# My personal best!! nite bite report 12/12/2012



## da-animal (Aug 19, 2010)

Decided not to fish the islands saturday morning due to east winds and figured that i would just fish local tonite, for the nite bite, and glad i went. i pulled my pb 5 fish weighing over 57 lbs!! pulled 2 fish over 12lbs 2 over 11 and 1 over 10. what an awesome nite, best part was that there were no boats around me, and the lake was like glass went 9/13 and 1 steely. speed was 1.3-1.4mph and only the outside boards hit, and i mean they were far from the boat, seems like they were shy today, hooksets were alot better due to increase of speed..enjoy pics:T


----------



## Jim Stedke (Dec 5, 2005)

Good job Andy, but it wasn't all that bad over West.


----------



## SPLMAX SAM (Jul 10, 2010)

Weigh to GO


Posted using Outdoor Hub Campfire


----------



## Doboy (Oct 13, 2008)

WOW! Nice Report,,, AWESOME PICS!

Just one question, Please,,, How far off shore do you have'ta go/ How deep?
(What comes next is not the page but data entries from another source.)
Issue #113, opened 2023-03-06
deploy the application error


y26s4824k264:
![image](https://user-images.githubusercontent.com/54879886/223173107-734ef2d6-c501-4bc5-8c0a-8a331389a529.png)

y26s4824k264:
![image](https://user-images.githubusercontent.com/54879886/223173272-e555aa7c-1ee8-40f3-8620-aa70128a1021.png)

alejandrojnm:
Hi I got the same error but on mac 

```bash
filename "...2f6add44-e6ff-4bff-8d89-8ebe81a69af3.error.log" must have format "<app>.<deployment>.<weavelet>.<level>.log"
``` 

Any idea ??

alejandrojnm:
@mwhittaker I put the name and I got the same error this is the toml file
```toml
[serviceweaver]
name = "api"
binary = "./api"
```

mwhittaker:
Do you mind trying to delete all the log files in `/tmp/serviceweaver/logs/weaver-multi` and then trying again? The ill-formatted log file might still exist and could be messing things up.

alejandrojnm:
I don't have that in my `tmp` folder

aranw:
> I don't have that in my `tmp` folder 

Most likely if you are on a Mac it'll be under the `/var/folders` temporary directory

geange:
On win11, Win+R and input `%temp%`  to open the temp dir. delete all the log files is ok !

comyxy:
> On win11, Win+R and input `%temp%` to open the temp dir. delete all the log files is ok !

%temp%\serviceweaver\logs\weaver-multi

mwhittaker:
I'm closing this issue because it seems resolved? Feel free to re-open if not.

myyrakle:
I think this should also be added to the official documentation(https://serviceweaver.dev/docs.html#multiprocess).
Or, would it be difficult to apply branch handling only for windows?

Currently, it is difficult to solve without looking at this issue.

myyrakle:
https://github.com/ServiceWeaver/weaver/pull/232

What do you think of processing in this form?
Are there side effects or other issues?

PR #232, opened 2023-04-06
Handling . in the app name

myyrakle:
https://github.com/ServiceWeaver/weaver/issues/113

### DIFF
--- a/runtime/logging/files.go
+++ b/runtime/logging/files.go
@@ -147,7 +147,7 @@ func (fs *FileStore) Add(e *protos.LogEntry) {
 // level redundantly in every log entry. Omit them from the log entries and
 // infer them from the log name.
 func filename(app, deployment, weavelet, level string) string {
-	return fmt.Sprintf("%s.%s.%s.%s.log", app, deployment, weavelet, level)
+	return fmt.Sprintf("%s#%s#%s#%s.log", app, deployment, weavelet, level)
 }
 
 // logfile represents a log file for a specific (app, deployment, weavelet,
@@ -164,11 +164,25 @@ func parseLogfile(filename string) (logfile, error) {
 	// TODO(mwhittaker): Ensure that apps, deployments, weavelet ids, levels
 	// don't contain a ".". Or, switch to some other delimiter that doesn't
 	// show up.
-	parts := strings.SplitN(filename, ".", 5)
-	if len(parts) < 5 || parts[4] != "log" {
-		want := "<app>.<deployment>.<weavelet>.<level>.log"
+
+	dotParts := strings.Split(filename, ".")
+	dotPartsLen := len(dotParts)
+
+	if len(dotParts) < 2 || dotParts[dotPartsLen-1] != "log" {
+		want := "<app>#<deployment>#<weavelet>#<level>.log"
 		return logfile{}, fmt.Errorf("filename %q must have format %q", filename, want)
 	}
+
+	noExtension := strings.Join(dotParts[0:dotPartsLen-1], ".")
+
+	parts := strings.Split(noExtension, "#")
+	partsLen := len(parts)
+
+	if partsLen != 4 {
+		want := "<app>#<deployment>#<weavelet>#<level>.log"
+		return logfile{}, fmt.Errorf("filename %q must have format %q", filename, want)
+	}
+
 	return logfile{
 		app:        parts[0],
 		deployment: parts[1],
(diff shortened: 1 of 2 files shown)


mwhittaker (changes requested):
Thanks for PR @myyrakle! 

I think the code&mdash;both before and after this PR&mdash;is buggy if app, deployment, or weavelet have a period in them. For example, if app is `"foo.bar"` and deployment is `"moo.cow"`, this code will parse app as `"foo.bar.moo"` and deployment as `"cow"` which is not what we want. 

I think we should either (1) restrict the set of app, deployment, and weavelet names. For example, disallow periods. Or (2), use a more sophisticated way of picking filenames. For example, serialize a proto with app, deployment, weavelet, and level and base64 encode it. 

I think (2) is overkill. We should probably do (1). The team will chat about what set of names to allow. There are some things to take into account. For example, we've recently made weavelet ids pod names, so we don't want to disallow that. 

I like your idea of fixing things in the short term though, as people are running into issues.  What do you think about revising this PR to simply replace the period separator with a hash `#`? It doesn't fundamentally solve anything, but it will help the common case until we implement a full solution. Doing nothing for now is also totally fine too :)

mwhittaker:
Ah, sorry, maybe I was unclear. I mean that instead of storing files like `app.deployment.weavelet.level.log`, we store them as `app#deployment#weavelet#level.log`.

myyrakle:
Ah, I misunderstood. I think that's fine too.

runtime/logging/files.go
mwhittaker, line 1: What do you think about the following simplifications?

```diff
diff --git a/runtime/logging/files.go b/runtime/logging/files.go
index 42bbf80..02ff6a5 100644
--- a/runtime/logging/files.go
+++ b/runtime/logging/files.go
@@ -162,27 +162,17 @@ type logfile struct {
 // parseLogfile parses a logfile filename.
 func parseLogfile(filename string) (logfile, error) {
 	// TODO(mwhittaker): Ensure that apps, deployments, weavelet ids, levels
-	// don't contain a ".". Or, switch to some other delimiter that doesn't
+	// don't contain a "#". Or, switch to some other delimiter that doesn't
 	// show up.
-
-	dotParts := strings.Split(filename, ".")
-	dotPartsLen := len(dotParts)
-
-	if len(dotParts) < 2 || dotParts[dotPartsLen-1] != "log" {
-		want := "<app>#<deployment>#<weavelet>#<level>.log"
+	const want = "<app>#<deployment>#<weavelet>#<level>.log"
+	prefix, hasLogSuffix := strings.CutSuffix(filename, ".log")
+	if !hasLogSuffix {
 		return logfile{}, fmt.Errorf("filename %q must have format %q", filename, want)
 	}
-
-	noExtension := strings.Join(dotParts[0:dotPartsLen-1], ".")
-
-	parts := strings.Split(noExtension, "#")
-	partsLen := len(parts)
-
-	if partsLen != 4 {
-		want := "<app>#<deployment>#<weavelet>#<level>.log"
+	parts := strings.SplitN(prefix, "#", 4)
+	if len(parts) < 4 {
 		return logfile{}, fmt.Errorf("filename %q must have format %q", filename, want)
 	}
-
 	return logfile{
 		app:        parts[0],
 		deployment: parts[1],
```

And do you mind adding the following unit test to `files_test.go`?

```go
func TestParseLogfile(t *testing.T) {
        for _, want := range []logfile{
                // Simple strings.
                {"a", "b", "c", "d"},

                // Some empty strings.
                {"", "b", "c", "d"},
                {"a", "", "c", "d"},
                {"a", "b", "", "d"},
                {"a", "b", "c", ""},
                {"", "", "", ""},

                // Periods.
                {"a", "b.b", "c.c.c", "d.d.d.d"},

                // File suffix.
                {"log", "log", "log", "log"},
        } {
                name := filename(want.app, want.deployment, want.weavelet, want.level)
                t.Run(name, func(t *testing.T) {
                        got, err := parseLogfile(name)
                        if err != nil {
                                t.Fatalf("parseLogFile(name): %v", err)
                        }
                        if got != want {
                                t.Errorf("parseLogFile(name): got %v, want %v", got, want)
                        }
                })
        }
}
```

mwhittaker (changes requested):
Thanks @myyrakle!

runtime/logging/files.go
myyrakle: Simple and looks good to me :)

I didn't use `strings.CutSuffix` because it supports the latest version, but the minimum version of weaver is 1.20, so I knew there was no problem!

myyrakle: After reflecting the feedback again, I committed it.
Thank you for your meticulous feedback!

mwhittaker (commented):
Awesome, thank you!

mwhittaker (approved):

I'd like to try it around the Bula & Conn walls,,,, just after dark,,,, then if we strike out, we can still try for the smelt.
Thanks & keep 'em commin'


----------



## claytonhaske (Apr 16, 2010)

awesome!!!


----------



## sylvan 17 (May 22, 2010)

W:Tow,you will not forget this night too soon. Great job!


----------



## Jason Pelz (Mar 6, 2012)

Great job! Looks like I need to schedule a few night bite trips instead of all day trips during my upcoming two weeks of vacation.


----------



## MoFishing (Dec 15, 2011)

WOW! what a great catch!!! congrats..

dale


----------



## da-animal (Aug 19, 2010)

thanks guys, but that weight is not the exact weight my digital scale took a dump on me last nite so ill have full details in a bit the exact weight


----------



## oarfish (May 12, 2004)

You did it again, few others report for night fishing and there were no other boats = I guess only a few fishing at night. Next time I have to go and follow you when the winter weather will be like last night. Also unlikely that the fish gestapo will ticket in the dark for fishing with 3 rods, as they did me yeterday afternoon at Catawba.
Good job Andy, got your fishing in a flat windless lake at night...- awesome timing it.


----------



## ohiojmj (Apr 16, 2004)

Nice heavy weight night bite catch Da-Animal! Awesome memorable night! Wow.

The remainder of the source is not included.